Some of you may have seen the TV series “Jericho.” If you have not, and you don’t like spoilers, don’t read on (we have some very sensitive readers when it comes to spoilers on this blog).
“Jericho” is a TV show that explores what happens in a small town in Kansas named Jericho after nuclear weapons destroy multiple cities in the U.S. There’s love, and evil, and food storage issues, and some very intriguing stories dealing with how people struggle without a government.
I really like the series “Jericho,” but it has a huge, and I mean HUGE, fault, which is: there are no major religious figures, nobody really talks about going to church at all, and no church plays any important roll in the town. We are talking about small-town Kansas here. Have none of the writers of “Jericho” actually been to Kansas? In every town in Kansas, local pastors play a central and crucial role.
I live in small-town Colorado, which pretty similar to small-town Kansas. Our ward (we have one ward for the town and surrounding farms) is central to the community. No big community event gets planned without the Mormons playing a part. So, if many nuclear weapons were to hit the U.S., I can confidently say that, at least in my small town, the Church would take a central role.
We are the ones who town officials call on to volunteer at many local events. Our teenagers are always involved in local plays and community musicals. We help run the local Habitat for Humanity store. One of our ward members is on the town council. The mayor and police chief always come to our 4th of July breakfast. The local Scouts (based in our ward) are very active in the community.
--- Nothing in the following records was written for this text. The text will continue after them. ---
PR #114, opened 2013-11-21
fixes #3712 - change develop versioning scheme to indicate next version

domcleal:


lzap:
ACK

But how are we going to put the datetags in it? By that I mean things like 20131122...

domcleal:
Jenkins does that at the moment, just by inserting it before %{?dist} in the spec file when building.

lzap:
OK

domcleal:
Was merged as 133bac9fbafbea13121bf07262050f20377bd91e.

PR #118, opened 2013-12-08
Ship config.ru in RPMs

ekohl:
Shipping config.ru makes running under passenger trivial.

Note that I haven't tested it and just copied what foreman.spec does.


domcleal:
Thanks @ekohl, merged as 42bab91 for Foreman 1.4.

PR #119, opened 2013-12-12
fixes #3874 - extend paths for FreeBSD support

mmoll:
FreeBSD is putting packaged software into /usr/local, so paths have to be extended for it to work.

### DIFF
--- a/lib/proxy/puppet/puppet_ssh.rb
+++ b/lib/proxy/puppet/puppet_ssh.rb
@@ -4,8 +4,8 @@ module Proxy::Puppet
   class PuppetSSH < Runner
     def run
       cmd = []
-      cmd.push(which('sudo', '/usr/bin')) if SETTINGS.puppetssh_sudo
-      cmd.push(which('ssh', '/usr/bin'))
+      cmd.push(which('sudo')) if SETTINGS.puppetssh_sudo
+      cmd.push(which('ssh'))
       cmd.push("-l #{SETTINGS.puppetssh_user}") if SETTINGS.puppetssh_user
       if (file = SETTINGS.puppetssh_keyfile)
         if File.exists?(file)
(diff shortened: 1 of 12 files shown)


lib/proxy/puppet/puppet_ssh.rb
```diff
@@ -4,7 +4,7 @@ module Proxy::Puppet
   class PuppetSSH < Runner
     def run
       cmd = []
-      cmd.push(which('sudo', '/usr/bin')) if SETTINGS.puppetssh_sudo
+      cmd.push(which('sudo', ['/usr/bin', '/usr/local/bin'])) if SETTINGS.puppetssh_sudo
       cmd.push(which('ssh', '/usr/bin'))
```
mmoll: ssh is part of the "base system", so it's in /usr

lib/proxy/puppet/puppet_ssh.rb
```diff
@@ -20,10 +20,10 @@ def run
         return false
       end
 
-      ssh_command = escape_for_shell(SETTINGS.puppetssh_command || '/usr/bin/puppet agent --onetime --no-usecacheonfailure')
+      ssh_command = escape_for_shell(SETTINGS.puppetssh_command || 'puppet agent --onetime --no-usecacheonfailure')
```
mmoll, line 23: not sure about that one, but PE is in /opt/puppet/bin, so it might be better that way.

lib/proxy/puppet/puppet_ssh.rb
lzap: Hey,

thanks for the patch. Would you mind changing this to setting it as the
default 2nd param of the which method and wiping out all the other
parameters for all of its calls?

I was planning to do this, that'd do it!

## 

Later,

 Lukas "lzap" Zapletal
 irc: lzap #theforeman

lib/proxy/puppet/puppet_ssh.rb
lzap, line 23: From my experiences, incorrect path in $PATH usually do not hurt
(nothing is printed on Linux, no error or warning). We could add that as
the default parameter (in the array).

Anyone?

## 

Later,

 Lukas "lzap" Zapletal
 irc: lzap #theforeman

lib/proxy/puppet/puppet_ssh.rb
mmoll: all done

lzap:
ACK thanks. @domcleal I think this can be merged.

domcleal:
Thanks @mmoll!  Merged as 7e3ca5c2 for Foreman 1.4.

PR #121, opened 2013-12-18
added a method of running a custom tool, to trigger puppet.

nelg:
I've found this useful, as a way to run a script to trigger puppet. 
Please consider adding this.     Happy to discuss this if I've got something wrong.

### DIFF
--- a/config/settings.yml.example
+++ b/config/settings.yml.example
@@ -78,10 +78,11 @@
 :puppet_provider: puppetrun
 
 # customrun command details
-# The example below run for each host: /usr/local/bin/myscript.py -ay -f -s hostname
-:customrun:
-  :cmd: /usr/local/bin/myscript.py
-  :args: -ay -f -s
+# Set :customrun_cmd to the full path of the script you want to run, instead of /bin/false
+:customrun_cmd: /bin/false
+# Set :customrun_args to any args you want to pass to your custom script. The hostname of the
+# system to run against will be appended after the custom commands.
+:customrun_args: -ay -f -s
 
 :puppet_conf: /etc/puppet/puppet.conf
 # whether to use sudo before the ssh command
--- a/config/settings.yml.example
+++ b/config/settings.yml.example
@@ -74,7 +74,15 @@
 #   mcollective (uses mco puppet)
 #   puppetssh   (run puppet over ssh)
 #   salt        (uses salt puppet.run)
+#   customrun   (calls a custom command with args)
 :puppet_provider: puppetrun
+
+# customrun command details
+# The example below run for each host: /usr/local/bin/myscript.py -ay -f -s hostname
+:customrun:
+  :cmd: /usr/local/bin/myscript.py
+  :args: -ay -f -s
+
 :puppet_conf: /etc/puppet/puppet.conf
 # whether to use sudo before the ssh command
 :puppetssh_sudo: false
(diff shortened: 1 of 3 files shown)


lib/proxy/puppet/customrun.rb
```diff
@@ -0,0 +1,26 @@
...
+        logger.error "failed to load configuration #{e}"
+        return false
+      end
+
+      cmd = settings[:customrun][:cmd]
+
+      unless File.exists?( cmd )
+        logger.warn "#{cmd} not found."
+        return false
+      end
```
lzap, line 12: Hello, thanks for the contribution [test]

We have a method that is able to tell you if command exists:

```
unless which(cmd)
```

You do not need to provide any optional parameters as there is already pending pull request (https://github.com/theforeman/smart-proxy/pull/119) that removes all the optional params and adds sane default

lib/proxy/puppet/customrun.rb
```diff
@@ -0,0 +1,26 @@
...
+
+      shell_command( [ cmd, settings[:customrun][:args], shell_escaped_nodes ] )
```
lzap: Again, we have method called `escape_for_shell` which should be used to encode the cmd and all parameters. Please use it here, grep the codebase for examples.

Why do you separate the command and args? I think this could be in one single string, what you think?

config/settings.yml.example
```diff
@@ -74,7 +74,15 @@
...
 #   salt        (uses salt puppet.run)
+#   customrun   (calls a custom command with args)
 :puppet_provider: puppetrun
+
+# customrun command details
+# The example below run for each host: /usr/local/bin/myscript.py -ay -f -s hostname
+:customrun:
+  :cmd: /usr/local/bin/myscript.py
+  :args: -ay -f -s
+
```
lzap, line 86: As I've said, this could be only one option (command and parameters).

Please make the default something that does not hurt on most systems:

```
:cmd: /usr/bin/true
```

lzap:
Other than that, I think this is good to go. Thank you!

lib/proxy/puppet/customrun.rb
nelg, line 12: I don't think I can use which, because I want the user to be able to specify the full location of their custom script, which may well not be in the default path.

lib/proxy/puppet/customrun.rb
nelg: I separated command and args, so that we can test if the command exists and fail nicely if it does not. 
Also, escape_for_shell works OK for my cmd, but not for args.  If I use it for args, it puts all the args into $1 within the script that's being called.   IE, it passes "-a -ya" rather than -a -ya.

nelg:
Anything else you would like me to do?  I've commented on the other stuff.  Glen

ohadlevy:
[test]

ohadlevy:
@nelg mind having a look at why the tests are failing? thanks!

nelg:
@ohadlevy I am trying to look at the tests, as requested, but I am not sure where to look.  I've looked at http://ci.theforeman.org/job/test_proxy_develop_pull_request/189/, however, these failures don't seem to be anything to do with the code I've worked on, as far as I can tell, so I guess I am in need of a little help, or at least pointers as to what I should look at.

ohadlevy:
@nelg thanks! I've double checked, and those issues are not cause because of your patch, rather then a breaking change in puppet 3.4.

ohadlevy:
do you know if we have a redmine ticket for this patch?

ohadlevy:
:+1: otherwise

ohadlevy:
added a ticket and merged as e478c9e for 1.4, thanks @nelg!

PR #123, opened 2013-12-22
fixes #2878 - Import Classes fails when using parser = future

rickard-von-essen:
This enables _smart-proxy_ to read puppet classes which contains new _lambda_ constructs when `parser = future` option is used.

For more information see:
http://docs.puppetlabs.com/puppet/3/reference/experiments_future.html
http://projects.theforeman.org/issues/2878


ohadlevy:
[Test]

lib/proxy/puppet/environment.rb
```diff
@@ -122,8 +122,11 @@ def to_s
...
-      paths.map {|path| PuppetClass.scan_directory path}.flatten
+      conf = Puppet.settings.instance_variable_get(:@values)
+      eparser = conf[:master] && conf[:master][:parser] == 'future'
+
+      paths.map {|path| PuppetClass.scan_directory path, eparser}.flatten
     end
 
   end
-end
+end
```
ekohl: Nitpick, but I'd keep the line ending here.

rickard-von-essen: Fixed!

ohadlevy:
[test]

domcleal:
This is awesome, thanks for the contribution @rickard-von-essen.  I fixed a couple of weird issues under Ruby 1.8.7 and Puppet 3.2+, but all merged into af58b9f for Foreman 1.4.

PR #124, opened 2014-01-07
fixes #3965 Change API endpoint for chef_proxy to be the same as Foreman's

rvrignaud:
This is needed to be transparent from client side.

@ares : you're ok ?


ares:
Would it make sense to keep both variants instead of moving?

domcleal:
ping @rvrignaud

ares:
discussed on IRC, I'm ok with moving

domcleal:
Merged as a7e5964 for Foreman 1.4, thanks @rvrignaud.

PR #125, opened 2014-01-07
fixes #3966 Puppet is not listed as bundler dependency

rvrignaud:


lzap:
Hello Romain,

this is on purpose, we do not have it since our users mainly use puppet version from operating system.

If you need to live on the edge and use puppet from rubygems, you can put your bit into:

```
bundler.d/Gemfile.local.rb
```

This file is in our gitignore. This is ideal for development purposes.

logicminds:
Puppet is actually needed to run all the tests successfully.  This should be put in the development bundle at a minimum. 

Corey

domcleal:
@lzap I think it's fine, since we don't use bundler when installing from packages.  We did the same recently for facter in Foreman core.

Users running rvm etc will find this useful, but if you've installed from source and are using bundler under the system Ruby and have then installed puppet or facter packages, you can exclude this group.

lzap:
Then this file sould be excluded in the SPEC file because this is what we do:

```
cp -p -r app bundler.d config config.ru extras lib locale Rakefile script %{buildroot}%{_datadir}/%{name}
```

RPM build will likely fail if we merge this.

domcleal:
Don't worry, we don't package Gemfile or bundler.d today.

domcleal:
In RPMs that is, I think it might be the same for debs.. @GregSutcliffe?

GregSutcliffe:
Correct: Depends: ruby1.9.1|ruby-interpreter, rake, ruby-sinatra, ruby-json, ruby-rkerberos (>= 0.1.1)

in all honesty, even ruby-rkerberos shouldn;t be there, it's an optional component (as is puppet - it;s not required on a dns-only proxy, for example)

domcleal:
Merged as 6da3d66, thanks @rvrignaud!

PR #126, opened 2014-01-09
Update settings.yml.example

rvrignaud:
sorry about that


lzap:
Thanks

@domcleal can I merge just like that, or do we need an issue for that?

domcleal:
@lzap I just referenced the ticket that put it there.

Merged as 860a288, thanks @rvrignaud.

Importantly, our High Priest Group Leader has developed an emergency response plan that is pretty complete. We have literally dozens of ward members with chain saws, trucks with trailers, tractors, generators and other emergency equipment. Most members have food storage. We are armed to the teeth — I would guess nearly every member of the ward has mulitiple guns at home (just as an example, one of our most popular recent ward events was the Elders Quorum Friday Night Date Night Trap Shoot. About 20 couples — including me and my wife — went there to shoot trap on our date night. It was awesome).
Most importantly, we are a volunteer-oriented ward. When I moved in, more than 50 people showed up to help us move in. People respond when asked to help, and we have all the phone numbers stored. We keep in touch with each other. We are organized.
But the other churches are pretty organized too. We have Baptists, Catholics, Methodists, Presbyterians and a pretty strong group of Jehovah’s Witnesses. There are several nondenominational evangelical churches that get big crowds on Sundays.
“Jericho” includes plot lines where mercenaries try to attack the town, and the mayor’s sons organize the resistance. The churches would be involved in that. “Jericho” includes many moral and ethical issues. How should the food be distributed? How can people help harvest from the local farms? Should a bridge into town be blown up so the mercenaries can’t attack? What to do with an accused murderer when there is no judge and a very small police force? Again, in any real-life small town, pastors and Mormon bishops would be weighing in on these issues, but in the TV show all of the religious people disappear (or apparently don’t exist at all).
I think some hard times are coming, but of course I have no idea of what those hard times will entail. It seems having food storage and being self-sufficient prepares you for those hard times. But the TV show “Jericho” teaches you a very important lesson: organizing skills become extremely important during disasters. When it comes to that issue, we Mormons are pretty well positioned to help out.